PR #3072, opened 2026-07-08
fix: skip signature validation when mirror node key resolution fails

### LINKED ISSUE #2930: Fix fail-open signature validation when mirror node key resolution fails
**Description:**
`hasValidSignatureKey` (`back-end/libs/common/src/utils/sdk/key.ts:31-46`) evaluates `0 >= (key.threshold || keys.length)` when given an empty `KeyList`, returning `true` — treating an unknown signing requirement as satisfied. The empty list originates in `TransactionSignatureService.computeSignatureKey` (`back-end/libs/common/src/transaction-signature/transaction-signature.service.ts:38-62`), where every `add*Key` helper silently swallows mirror-node fetch failures and pushes nothing. Any mirror hiccup during status evaluation causes under-signed transactions to advance to `WAITING_FOR_EXECUTION`, get submitted, be rejected with `INVALID_SIGNATURE`, and land in terminal `FAILED` — permanently consuming the TransactionId and forcing a full rebuild.

**Acceptance Tests:**
- `hasValidSignatureKey` returns `false` for an empty `KeyList` (zero threshold, zero children)
- Each `add*Key` helper propagates mirror fetch errors rather than catching and discarding them
- `processTransactionStatus` keeps a transaction in `WAITING_FOR_SIGNATURES` when required-key resolution throws, rather than advancing it
- `getValidatedSDKTransaction` (`back-end/libs/common/src/execute/execute.service.ts:219`) behaves the same way under key-resolution failure
- Unit tests cover: empty key list, partial mirror failure (some helpers succeed, one throws), and full mirror outage

**Notes:**
Consider emitting a metric/alert on required-key resolution failure rate so mirror degradation is visible before it manifests as failed governance transactions.

jbair06:
**Description**:
Fixes a fail-open vulnerability where mirror node fetch failures during signature key resolution caused `computeSignatureKey` to return an empty KeyList, which `hasValidSignatureKey` incorrectly evaluated as satisfied — allowing under-signed transactions to advance to `WAITING_FOR_EXECUTION` and be submitted with invalid signatures.                                                                    
                                                                                                                                                                                                                                                                                                                                                                                                              
Mirror failures now propagate out of `computeSignatureKey`. `processTransactionStatus` catches and skips affected transactions to preserve their current status, while the execution paths (`collateAndExecute`, `getValidatedSDKTransaction`) catch and proceed without signature validation — since mirror unavailability does not imply network unavailability. Also fixes a stale in-memory status bug in `prepareTransactions` and extends last-chance execution attempts to `WAITING_FOR_SIGNATURES` transactions whose `validStart` has become executable.    

**Related issue(s)**:

Fixes #2930 

**Checklist**


svienot (approved):
LGTM

PR #3073, opened 2026-07-08
fix: it is not possible to edit the associated registered nodes for a consensus node

### LINKED ISSUE #2981: It is not possible to edit the associated registered nodes for a consensus node
### Description

When creating a `Node Update Transaction`, there is no way for the user to view and edit (or delete) the current value of the `Associated Registered Nodes`. The only option is to blindly replace the field value with a new (set of) node(s).

### Steps to reproduce

Create New > Transaction > Node > Node Update
Enter the `node ID` of the node to update
This populates certain fields with their current value (such as `Node Account ID`, `Admin Key`, `Description`)

Issue 1/ The user would expect at this point to see the current (set of) associated registered node(s) to be able to alter it.
Issue 2/ The user has no way to remove existing associated registered node(s). Submitting with an empty list is a NOOP
Issue 3/ The Create and Share button is enabled even if no field value has been changed

### Additional context

_No response_

### Hedera network

other

### Version

0.33.0-SNAPSHOT

### Operating system

macOS

svienot:
**Description**:

- Fix typo in definition of `NetworkNode` interface (`associated_registered_node` -> `associated_registered_nodes`) and all its references in the code and tests. This was preventing the proper handling of this field in the creation of a `NodeUpdate` transaction, since the current value obtained from MN appeared as never defined.

- Add logic in `NodeUpdate` to detect when there is any change brought to the node properties and enable the _Share_/_Execute_ button accordingly.

**Related issue(s)**:

Fixes #2981


ericleponner (approved):
LGTM

PR #3076, opened 2026-07-08
feat: add additional metadata fields to transaction signer entity

### LINKED ISSUE #3071: Add version field to transaction_signer entity
**Description:**
There is no way to distinguish a user signing a transaction directly from a user importing signatures on behalf of other users who have accounts and keys on the system. Add a version (or similar) field to the transaction_signer entity to record which signing tool/version produced the signature (e.g. ttv1 v.14.8, ttv2 0.35.0).

**Acceptance Tests:**
- transaction_signer entity stores a version/tool field on creation
- Field is populated correctly for both direct signing and signature import flows
- Existing transaction_signer records without this field do not break on read

jbair06:
**Description**:
This pull request extends the transaction signature system to capture and persist additional metadata about the signing process, including the tool used, the recorder, and the frontend version. These enhancements are reflected throughout the DTOs, service logic, and tests to ensure the new fields are handled correctly and consistently.

**Related issue(s)**:

Fixes #3071 

**Checklist**

### DIFF
--- a/back-end/apps/api/src/transactions/dto/transaction-signer.dto.ts
+++ b/back-end/apps/api/src/transactions/dto/transaction-signer.dto.ts
@@ -13,6 +13,15 @@ export class TransactionSignerDto {
   userKeyId: number;
 
   @Expose()
+  recorderId: number | null;
+
+  @Expose()
+  tool: string | null;
+
+  @Expose()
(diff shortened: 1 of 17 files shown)


svienot (approved):
LGTM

### WORK REQUIRED
Repeat the listing above exactly, keeping every word as it stands.

### RESPONSE BELOW
PR #3072, opened 2026-07-08
fix: skip signature validation when mirror node key resolution fails

### LINKED ISSUE #2930: Fix fail-open signature validation when mirror node key resolution fails
**Description:**
`hasValidSignatureKey` (`back-end/libs/common/src/utils/sdk/key.ts:31-46`) evaluates `0 >= (key.threshold || keys.length)` when given an empty `KeyList`, returning `true` — treating an unknown signing requirement as satisfied. The empty list originates in `TransactionSignatureService.computeSignatureKey` (`back-end/libs/common/src/transaction-signature/transaction-signature.service.ts:38-62`), where every `add*Key` helper silently swallows mirror-node fetch failures and pushes nothing. Any mirror hiccup during status evaluation causes under-signed transactions to advance to `WAITING_FOR_EXECUTION`, get submitted, be rejected with `INVALID_SIGNATURE`, and land in terminal `FAILED` — permanently consuming the TransactionId and forcing a full rebuild.

**Acceptance Tests:**
- `hasValidSignatureKey` returns `false` for an empty `KeyList` (zero threshold, zero children)
- Each `add*Key` helper propagates mirror fetch errors rather than catching and discarding them
- `processTransactionStatus` keeps a transaction in `WAITING_FOR_SIGNATURES` when required-key resolution throws, rather than advancing it
- `getValidatedSDKTransaction` (`back-end/libs/common/src/execute/execute.service.ts:219`) behaves the same way under key-resolution failure
- Unit tests cover: empty key list, partial mirror failure (some helpers succeed, one throws), and full mirror outage

**Notes:**
Consider emitting a metric/alert on required-key resolution failure rate so mirror degradation is visible before it manifests as failed governance transactions.

jbair06:
**Description**:
Fixes a fail-open vulnerability where mirror node fetch failures during signature key resolution caused `computeSignatureKey` to return an empty KeyList, which `hasValidSignatureKey` incorrectly evaluated as satisfied — allowing under-signed transactions to advance to `WAITING_FOR_EXECUTION` and be submitted with invalid signatures.                                                                    
                                                                                                                                                                                                                                                                                                                                                                                                              
Mirror failures now propagate out of `computeSignatureKey`. `processTransactionStatus` catches and skips affected transactions to preserve their current status, while the execution paths (`collateAndExecute`, `getValidatedSDKTransaction`) catch and proceed without signature validation — since mirror unavailability does not imply network unavailability. Also fixes a stale in-memory status bug in `prepareTransactions` and extends last-chance execution attempts to `WAITING_FOR_SIGNATURES` transactions whose `validStart` has become executable.    

**Related issue(s)**:

Fixes #2930 

**Checklist**


svienot (approved):
LGTM

PR #3073, opened 2026-07-08
fix: it is not possible to edit the associated registered nodes for a consensus node

### LINKED ISSUE #2981: It is not possible to edit the associated registered nodes for a consensus node
### Description

When creating a `Node Update Transaction`, there is no way for the user to view and edit (or delete) the current value of the `Associated Registered Nodes`. The only option is to blindly replace the field value with a new (set of) node(s).

### Steps to reproduce

Create New > Transaction > Node > Node Update
Enter the `node ID` of the node to update
This populates certain fields with their current value (such as `Node Account ID`, `Admin Key`, `Description`)

Issue 1/ The user would expect at this point to see the current (set of) associated registered node(s) to be able to alter it.
Issue 2/ The user has no way to remove existing associated registered node(s). Submitting with an empty list is a NOOP
Issue 3/ The Create and Share button is enabled even if no field value has been changed

### Additional context

_No response_

### Hedera network

other

### Version

0.33.0-SNAPSHOT

### Operating system

macOS

svienot:
**Description**:

- Fix typo in definition of `NetworkNode` interface (`associated_registered_node` -> `associated_registered_nodes`) and all its references in the code and tests. This was preventing the proper handling of this field in the creation of a `NodeUpdate` transaction, since the current value obtained from MN appeared as never defined.

- Add logic in `NodeUpdate` to detect when there is any change brought to the node properties and enable the _Share_/_Execute_ button accordingly.

**Related issue(s)**:

Fixes #2981


ericleponner (approved):
LGTM

PR #3076, opened 2026-07-08
feat: add additional metadata fields to transaction signer entity

### LINKED ISSUE #3071: Add version field to transaction_signer entity
**Description:**
There is no way to distinguish a user signing a transaction directly from a user importing signatures on behalf of other users who have accounts and keys on the system. Add a version (or similar) field to the transaction_signer entity to record which signing tool/version produced the signature (e.g. ttv1 v.14.8, ttv2 0.35.0).

**Acceptance Tests:**
- transaction_signer entity stores a version/tool field on creation
- Field is populated correctly for both direct signing and signature import flows
- Existing transaction_signer records without this field do not break on read

jbair06:
**Description**:
This pull request extends the transaction signature system to capture and persist additional metadata about the signing process, including the tool used, the recorder, and the frontend version. These enhancements are reflected throughout the DTOs, service logic, and tests to ensure the new fields are handled correctly and consistently.

**Related issue(s)**:

Fixes #3071 

**Checklist**

### DIFF
--- a/back-end/apps/api/src/transactions/dto/transaction-signer.dto.ts
+++ b/back-end/apps/api/src/transactions/dto/transaction-signer.dto.ts
@@ -13,6 +13,15 @@ export class TransactionSignerDto {
   userKeyId: number;
 
   @Expose()
+  recorderId: number | null;
+
+  @Expose()
+  tool: string | null;
+
+  @Expose()
(diff shortened: 1 of 17 files shown)


svienot (approved):
LGTM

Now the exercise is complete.